One of the most valuable applications of fluorescence imaging is ureter identification. The ureters can be highlighted using fluorescence techniques that allow surgeons to track their entire course throughout the pelvic cavity.

Benefits include:

• Early and reliable ureter identification
• Improved safety during dissection
• Reduced risk of thermal injury
• Enhanced visualization in scarred or distorted anatomy
• Increased confidence during advanced pelvic surgery

The ability to continuously monitor ureteral location throughout the procedure represents a significant advancement in preventing one of the most feared complications of hysterectomy.

Fluorescence Mapping of the Uterine Artery

Precise identification of the uterine artery is equally important during Total Laparoscopic Hysterectomy. Fluorescence imaging enables surgeons to visualize blood flow and vascular anatomy with remarkable clarity.

Advantages include:

• Accurate localization of the uterine artery
• Safer vessel sealing and division
• Improved hemostasis
• Reduced blood loss
• Enhanced preservation of surrounding structures

By clearly defining vascular anatomy before vessel ligation, surgeons can perform more controlled and efficient dissections.

Surgical Technique

The procedure begins with standard laparoscopic port placement and comprehensive pelvic evaluation.
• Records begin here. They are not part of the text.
Issue #383, opened 2023-10-01
How to set UMFPACK control vector ?


sjdaines:
Apologies if I've missed something, but I can't see how to set the UMFPACK control vector...

Would this be possible perhaps as a new `control` kwarg to `UMFPACKFactorization` ?

which could then be used eg to reenable iterative refinement:

    import SparseArrays 

    umfpack_control = SparseArrays.UMFPACK.get_umfpack_control(Float64, Int64) # get Julia defaults (NB: Julia modifies the UMFPACK default to switch off iterative refinement)
    umfpack_control[SparseArrays.UMFPACK.JL_UMFPACK_IRSTEP] = 2.0 # reenable UMFPACK default max iterative refinement steps

    UMFPACKFactorization(;reuse_symbolic=true, check_pattern=true, control=umfpack_control)

where this could perhaps be implemented as 

    Base.@kwdef struct UMFPACKFactorization <: AbstractFactorization
        reuse_symbolic::Bool = true
        check_pattern::Bool = true # Check factorization re-use
        control::Vector{Float64} = Float64[] # empty vector will be filled in with defaults from a call to SparseArrays.UMFPACK.get_umfpack_control
    end

ChrisRackauckas:
I didn't know there was more controls here. Are they documented somewhere?

Instead of specifying the control vector, we should raise it to a higher level interface. `UMFPACKFactorization(;max_iterative_refinement_steps = 2)` or something.

sjdaines:
> I didn't know there was more controls here. Are they documented somewhere?

Just made a PR to add some more doc https://github.com/JuliaSparse/SparseArrays.jl/pull/449

ChrisRackauckas:
Cool thanks for sharing. I don't have a free hand right now to complete this, but would happily take a PR if anyone has a second.

PaoloBiolghini:
I noticed in the SparseArrays code that they force the value of the control vector to zero when you want to change it.
![image](https://github.com/SciML/LinearSolve.jl/assets/61747117/9daec93f-641a-4dda-ad09-cd1d85850480)

We need to open a PR for SparseArrays to create a way to plug in the control vector into the lu function, which is called from LinearSolver.jl.

So, in order to change the control parameters for LinearSolve, as you suggested, we have to modify the UMFPACKFactorization struct and also the solve function, adding the control vector as parameters to the lu function.

I'm going to open the PR and link it to these issues.

PR #482, opened 2024-03-15
Added the posibility to modify the control paramteres of UMFPACK alg

PaoloBiolghini:
#383 
I have added a vector of type Float 64 in the UMFPACKFactorization structure in order to give the possibility to the user to plug in their customized control vector int the UMFPACK algorithm; 
This control vector is used in the solve function and is passed to SparseArrays through the lu function.

## Checklist

## Additional context

For a deeper understing on the control vector i sugest to read subsection 5.10 at page 23 in the following pdf
https://github.com/DrTimothyAldenDavis/SuiteSparse/blob/dev/UMFPACK/Doc/UMFPACK_UserGuide.pdf

### DIFF
--- a/src/factorization.jl
+++ b/src/factorization.jl
@@ -750,10 +750,6 @@ patterns with “more structure”.
     `A` has the same sparsity pattern as the previous `A`. If this algorithm is to
     be used in a context where that assumption does not hold, set `reuse_symbolic=false`.
 
-    There is also the possibility to set your own control array for the factorization that will be  
-    passed at the SparseArrays package. To do so u have to pass a Vector{Float64} with 20 elements.
-    If no vecetor is passed the default control array is used.
-    More details on the UMFPACK doc
 """
 
 Base.@kwdef struct UMFPACKFactorization{T <: Union{Nothing, Vector{Float64}}} <: AbstractFactorization
--- a/src/factorization.jl
+++ b/src/factorization.jl
@@ -735,6 +735,14 @@ const default_control=[1.0, 0.2, 0.2, 0.1, 32.0, 0.0, 0.7, 0.0, 1.0, 0.3, 1.0, 1
 A fast sparse multithreaded LU-factorization which specializes on sparsity
 patterns with “more structure”.
 
+## Fields
+
+* `reuse_symbolic`: Whether the symbolic factorization is reused between calls. This requires that the sparsity pattern is
+  preserved. Defaults to true.
+* `check_pattern`: Whether the sparsity pattern is checked for changes to allow for symbolic factorization caching. 
+  The default is true.
+* `control`: A control vector for more options to pass to UMFPACK. See the UMFPACK documentation for more details.
+
 !!! note
 
     By default, the SparseArrays.jl are implemented for efficiency by caching the
--- a/src/factorization.jl
+++ b/src/factorization.jl
@@ -727,7 +727,7 @@ end
 
 #!!!ATTENTION
 #These array could change and whenever there will be a change in the SparseArrays package this array must be changed
-const default_control=[1.0, 0.2, 0.2, 0.1, 32.0, 0.0, 0.7, 0.0, 1.0, 0.3, 1.0, 1.0, 0.9, 0.0, 10.0, 0.001, 1.0, 0.5, 0.0, 1.0]
+const default_control=SparseArrays.UMFPACK.get_umfpack_control(Float64,Int64)
 
 """
 `UMFPACKFactorization(;reuse_symbolic=true, check_pattern=true, control=Vector{Float64}(20))`
--- a/src/factorization.jl
+++ b/src/factorization.jl
@@ -738,10 +738,10 @@ patterns with “more structure”.
 """
 const default_control::Array{FLoat64}=[1.0, 0.2, 0.2, 0.1, 32.0, 0.0, 0.7, 0.0, 1.0, 0.3, 1.0, 1.0, 0.9, 0.0, 10.0, 0.001, 1.0, 0.5, 0.0, 1.0]
 
-Base.@kwdef struct UMFPACKFactorization <: AbstractFactorization
+Base.@kwdef struct UMFPACKFactorization{T <: Union{Nothing, Vector{Float64}} <: AbstractFactorization
     reuse_symbolic::Bool = true
     check_pattern::Bool = true # Check factorization re-use
-    control::Vector{Float64}=nothing
+    control::T=nothing
 end
 
 const PREALLOCATED_UMFPACK = SparseArrays.UMFPACK.UmfpackLU(SparseMatrixCSC(0, 0, [1],
--- a/src/factorization.jl
+++ b/src/factorization.jl
@@ -736,7 +736,7 @@ patterns with “more structure”.
     `A` has the same sparsity pattern as the previous `A`. If this algorithm is to
     be used in a context where that assumption does not hold, set `reuse_symbolic=false`.
 """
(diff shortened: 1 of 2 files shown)


ChrisRackauckas:
Needs docs.

src/factorization.jl
```diff
@@ -739,6 +739,7 @@ patterns with “more structure”.
 Base.@kwdef struct UMFPACKFactorization <: AbstractFactorization
     reuse_symbolic::Bool = true
     check_pattern::Bool = true # Check factorization re-use
+    control::Vector{Float64}=SparseArrays.UMFPACK.get_umfpack_control(Float64,Int64) # Control Parameters of UMFPACK
```
ChrisRackauckas, line 742: This will heap allocate each time in the default algorithm. Instead, make a const of the default, set the default here to `nothing`, and then if `nothing` use the const global.

src/factorization.jl
```diff
@@ -736,9 +736,12 @@ patterns with “more structure”.
     `A` has the same sparsity pattern as the previous `A`. If this algorithm is to
     be used in a context where that assumption does not hold, set `reuse_symbolic=false`.
 """
+const default_control::Array{FLoat64}=[1.0, 0.2, 0.2, 0.1, 32.0, 0.0, 0.7, 0.0, 1.0, 0.3, 1.0, 1.0, 0.9, 0.0, 10.0, 0.001, 1.0, 0.5, 0.0, 1.0]
+
 Base.@kwdef struct UMFPACKFactorization <: AbstractFactorization
     reuse_symbolic::Bool = true
     check_pattern::Bool = true # Check factorization re-use
+    control::Vector{Float64}=nothing
```
ChrisRackauckas, line 744:
```suggestion
Base.@kwdef struct UMFPACKFactorization{T <: Union{Nothing, Vector{Float64}} <: AbstractFactorization
    reuse_symbolic::Bool = true
    check_pattern::Bool = true # Check factorization re-use
    control::T=nothing
```

src/factorization.jl
```diff
@@ -736,9 +736,12 @@ patterns with “more structure”.
     `A` has the same sparsity pattern as the previous `A`. If this algorithm is to
     be used in a context where that assumption does not hold, set `reuse_symbolic=false`.
 """
+const default_control::Array{FLoat64}=[1.0, 0.2, 0.2, 0.1, 32.0, 0.0, 0.7, 0.0, 1.0, 0.3, 1.0, 1.0, 0.9, 0.0, 10.0, 0.001, 1.0, 0.5, 0.0, 1.0]
```
ChrisRackauckas, line 739: This  is blocking the docstring above from going to the right thing.

ChrisRackauckas, line 739:
```suggestion
const default_control=[1.0, 0.2, 0.2, 0.1, 32.0, 0.0, 0.7, 0.0, 1.0, 0.3, 1.0, 1.0, 0.9, 0.0, 10.0, 0.001, 1.0, 0.5, 0.0, 1.0]
```

src/factorization.jl
```diff
@@ -736,9 +736,12 @@ patterns with “more structure”.
     `A` has the same sparsity pattern as the previous `A`. If this algorithm is to
```
ChrisRackauckas, line 736: Missing docs

src/factorization.jl
```diff
@@ -723,8 +723,14 @@ end
...
+#!!!ATTENTION
+#These array could change and whenever there will be a change in the SparseArrays package this array must be changed
+const default_control=[1.0, 0.2, 0.2, 0.1, 32.0, 0.0, 0.7, 0.0, 1.0, 0.3, 1.0, 1.0, 0.9, 0.0, 10.0, 0.001, 1.0, 0.5, 0.0, 1.0]
+
 """
-`UMFPACKFactorization(;reuse_symbolic=true, check_pattern=true)`
+`UMFPACKFactorization(;reuse_symbolic=true, check_pattern=true, control=Vector{Float64}(20))`
 
 A fast sparse multithreaded LU-factorization which specializes on sparsity
 patterns with “more structure”.
```
ChrisRackauckas, line 736:
```suggestion
`UMFPACKFactorization(;reuse_symbolic=true, check_pattern=true, control=Vector{Float64}(20))`

A fast sparse multithreaded LU-factorization which specializes on sparsity
patterns with “more structure”.

## Fields

* `reuse_symbolic`: Whether the symbolic factorization is reused between calls. This requires that the sparsity pattern is
  preserved. Defaults to true.
* `check_pattern`: Whether the sparsity pattern is checked for changes to allow for symbolic factorization caching. 
  The default is true.
* `control`: A control vector for more options to pass to UMFPACK. See the UMFPACK documentation for more details.
```

src/factorization.jl
```diff
@@ -723,22 +723,43 @@ end
...
 
     By default, the SparseArrays.jl are implemented for efficiency by caching the
     symbolic factorization. I.e., if `set_A` is used, it is expected that the new
     `A` has the same sparsity pattern as the previous `A`. If this algorithm is to
     be used in a context where that assumption does not hold, set `reuse_symbolic=false`.
+
+    There is also the possibility to set your own control array for the factorization that will be  
+    passed at the SparseArrays package. To do so u have to pass a Vector{Float64} with 20 elements.
+    If no vecetor is passed the default control array is used.
+    More details on the UMFPACK doc
```
ChrisRackauckas, line 756:
```suggestion
```

src/factorization.jl
```diff
@@ -723,22 +723,39 @@ end
 
 ################################## Factorizations which require solve! overloads
 
+# Default control array of 20 elements from Umfpack
+
+#!!!ATTENTION
+#These array could change and whenever there will be a change in the SparseArrays package this array must be changed
+const default_control=[1.0, 0.2, 0.2, 0.1, 32.0, 0.0, 0.7, 0.0, 1.0, 0.3, 1.0, 1.0, 0.9, 0.0, 10.0, 0.001, 1.0, 0.5, 0.0, 1.0]
```
ChrisRackauckas, line 730:
```suggestion
const default_control=SparseArrays.UMFPACK.get_umfpack_control(Float64,Int64)
```

src/factorization.jl
```diff
@@ -723,22 +723,39 @@ end
...
 A fast sparse multithreaded LU-factorization which specializes on sparsity
 patterns with “more structure”.
 
+## Fields
+
+* `reuse_symbolic`: Whether the symbolic factorization is reused between calls. This requires that the sparsity pattern is
+  preserved. Defaults to true.
+* `check_pattern`: Whether the sparsity pattern is checked for changes to allow for symbolic factorization caching. 
+  The default is true.
+* `control`: A control vector for more options to pass to UMFPACK. See the UMFPACK documentation for more details.
```
ChrisRackauckas, line 744: We should fill in the details here, since it has been unchanged for 20 years. Is there something simple that can be pasted, quoted, or linked to?

ChrisRackauckas:
Tests fail https://github.com/SciML/LinearSolve.jl/actions/runs/8315251867/job/22753397359?pr=482#step:6:543

src/factorization.jl
PaoloBiolghini: eventualli we could somehow  insert the table present in the doc of UFMPACK 
image

PaoloBiolghini: do u think would be appropriate?

AJ0070:
@ChrisRackauckas #1200 covers #383, so this one can probably be closed.

For the record on why it stalled: `lu!` has no `control` keyword on 1.10, 1.11 or 1.12, so passing it on the symbolic reuse path is the test failure you linked above. `default_control` is also a load-time const pinned to `(Float64, Int64)`, so it does not match a `ComplexF64` or `Int32` matrix, and being a shared mutable vector it can be edited by any caller.

#1200 takes the settings by name rather than the raw vector, and builds the control per element type at solve time. Credit to @PaoloBiolghini for spotting the control-zeroing behaviour in SparseArrays, which is what the newer version is designed around.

Following administration of the fluorescent agent, the near-infrared imaging system is activated.

The surgical steps typically include:

1. Identification of pelvic anatomy using white-light laparoscopy.
2. Activation of fluorescence imaging to visualize the ureters.
3. Careful dissection and confirmation of ureteral pathways.
4. Fluorescence-guided identification of uterine arteries.
5. Secure coagulation and division of vascular pedicles.
6. Mobilization and removal of the uterus.
7. Bilateral salpingo-oophorectomy.
8. Vaginal cuff closure.
9. Final fluorescence assessment to confirm anatomical integrity and hemostasis.

Throughout the procedure, surgeons can switch between standard and fluorescence imaging modes as needed.

Clinical Benefits

The incorporation of fluorescence imaging into TLH with BSO offers several clinical advantages:

Enhanced Safety

Improved identification of critical structures reduces the likelihood of inadvertent injury.

Reduced Blood Loss

Accurate visualization of vascular anatomy facilitates efficient vessel control.
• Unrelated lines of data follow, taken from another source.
PR #493, opened 2024-04-19
Symbolic Factorization Reuse in the standard LUFactorization

ChrisRackauckas:
This should be sufficient for CUDSS.jl to be optimally used as well


ChrisRackauckas:
This is hard to test, but it is now working with CUDSS and I can check the symbolic factorizations are reused! MWE:

```julia
using CUDA, CUDA.CUSPARSE
using CUDSS
using SparseArrays, LinearAlgebra
using LinearSolve

T = Float64
n = 100
A_cpu = sprand(T, n, n, 0.05) + I
x_cpu = zeros(T, n)
b_cpu = rand(T, n)

A_gpu = CuSparseMatrixCSR(A_cpu)
x_gpu = CuVector(x_cpu)
b_gpu = CuVector(b_cpu)
prob = LinearProblem(A_gpu, b_gpu)
sol = solve(prob, LUFactorization())

cache = init(prob, LUFactorization())
solve!(cache)
cache.b = CuVector(rand(T, n))
solve!(cache)
cache.A = CuSparseMatrixCSR(A_cpu + 3I)
solve!(cache)
cache.b = CuVector(rand(T, n))
solve!(cache)
```

This is with https://github.com/JuliaArrays/ArrayInterface.jl/pull/433 and https://github.com/exanauts/CUDSS.jl/pull/33

PR #431, opened 2023-11-12
WIP: Wrap BLIS

ChrisRackauckas:
Test case:

```julia
using LinearSolve, blis_jll

A = rand(4, 4)
b = rand(4)
prob = LinearProblem(A, b)
sol = solve(prob,LinearSolve.BLISLUFactorization())
sol.u
```

throws:

```julia
julia> sol = solve(prob,LinearSolve.BLISLUFactorization())
ERROR: TypeError: in ccall: first argument not a pointer or valid constant expression, expected Ptr, got a value of type Tuple{Symbol, Ptr{Nothing}}
Stacktrace:
 [1] getrf!(A::Matrix{Float64}; ipiv::Vector{Int64}, info::Base.RefValue{Int64}, check::Bool)
   @ LinearSolveBLISExt ~/.julia/dev/LinearSolve/ext/LinearSolveBLISExt.jl:67
 [2] getrf!
   @ LinearSolveBLISExt ~/.julia/dev/LinearSolve/ext/LinearSolveBLISExt.jl:55 [inlined]
 [3] #solve!#9
   @ LinearSolveBLISExt ~/.julia/dev/LinearSolve/ext/LinearSolveBLISExt.jl:222 [inlined]
 [4] solve!
   @ LinearSolveBLISExt ~/.julia/dev/LinearSolve/ext/LinearSolveBLISExt.jl:216 [inlined]
 [5] #solve!#6
   @ LinearSolve ~/.julia/dev/LinearSolve/src/common.jl:209 [inlined]
 [6] solve!
   @ LinearSolve ~/.julia/dev/LinearSolve/src/common.jl:208 [inlined]
 [7] #solve#5
   @ LinearSolve ~/.julia/dev/LinearSolve/src/common.jl:205 [inlined]
 [8] solve(::LinearProblem{…}, ::LinearSolve.BLISLUFactorization)
   @ LinearSolve ~/.julia/dev/LinearSolve/src/common.jl:202
 [9] top-level scope
   @ REPL[8]:1
Some type information was truncated. Use `show(err)` to see complete types.
```

PR #498, opened 2024-05-07
Enable "WIP: Wrap BLIS" with reference LAPACK

jd-foster:
Based on #431, this demonstrates how to get the BLIS extension working using `libblastrampoline` combined with `LAPACK_jll` (based on Reference LAPACK 3.11 https://github.com/Reference-LAPACK/lapack/releases/tag/v3.11)

Note that `suffix_hint="64_",` in `BLAS.lbt_forward` enables ILP versions.

### DIFF
--- a/Project.toml
+++ b/Project.toml
@@ -39,13 +39,14 @@ HYPRE = "b5ffcf37-a2bd-41ab-a3da-4bd9bc8ad771"
 IterativeSolvers = "42fd0dbc-a981-5370-80f2-aaf504508153"
 KernelAbstractions = "63c18a36-062a-441e-b654-da1e3ab1ce7c"
 KrylovKit = "0b1a1467-8014-51b9-945f-bf0ae24f4b77"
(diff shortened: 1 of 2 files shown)


jd-foster:
The MWE as it stands needs to include `LAPACK_jll` now:
```
using LinearSolve, blis_jll, LAPACK_jll

A = rand(4, 4)
b = rand(4)
prob = LinearProblem(A, b)
sol = solve(prob,LinearSolve.BLISLUFactorization())
sol.u
```

jd-foster:
I see now, you're trying to do avoid LBT by going directly like you do with MKL?
https://github.com/SciML/LinearSolve.jl/blob/f5282e549d62eccd67df5f7f72d272366983d034/src/mkl.jl#L7

ChrisRackauckas:
Yes, we'd prefer not to trigger global changes and instead be as local as possible.

jd-foster:
We'll see if we can get https://github.com/JuliaPackaging/Yggdrasil/issues/7660 done then.

PR #511, opened 2024-06-13
Check KrylovKit bump

ChrisRackauckas:


ChrisRackauckas:
Fails due to https://github.com/JuliaArrays/StaticArrays.jl/issues/1261

ChrisRackauckas:
The test that found it was passing last week https://github.com/SciML/LinearSolve.jl/actions/runs/9383265753/job/25836491777

ChrisRackauckas:
At least all of the krylov parts passed.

Greater Surgical Precision

Real-time imaging supports meticulous dissection and tissue handling.

Improved Outcomes in Complex Cases

Patients with severe endometriosis, prior surgeries, obesity, or large pelvic masses particularly benefit from fluorescence guidance.

Potential Reduction in Operative Complications

Enhanced anatomical mapping may contribute to lower complication rates and improved recovery.

Future Directions

Fluorescence-guided surgery is rapidly becoming an integral component of modern minimally invasive gynecologic procedures. Ongoing research continues to expand its applications in:

• Sentinel lymph node mapping
• Endometriosis surgery
• Oncologic procedures
• Fertility-preserving operations
• Advanced pelvic reconstructive surgery

As imaging systems become more sophisticated and widely available, fluorescence-guided surgery is expected to become a standard of care in many complex gynecologic operations.

Conclusion

Total Laparoscopic Hysterectomy with Bilateral Salpingo-Oophorectomy using fluorescence imaging of the ureter and uterine artery represents a significant leap forward in surgical innovation. By providing real-time visualization of critical pelvic structures, fluorescence technology enhances safety, precision, and surgical confidence. This integration of advanced imaging with minimally invasive techniques exemplifies the future of gynecologic surgery—where technology and surgical expertise work together to achieve superior patient outcomes.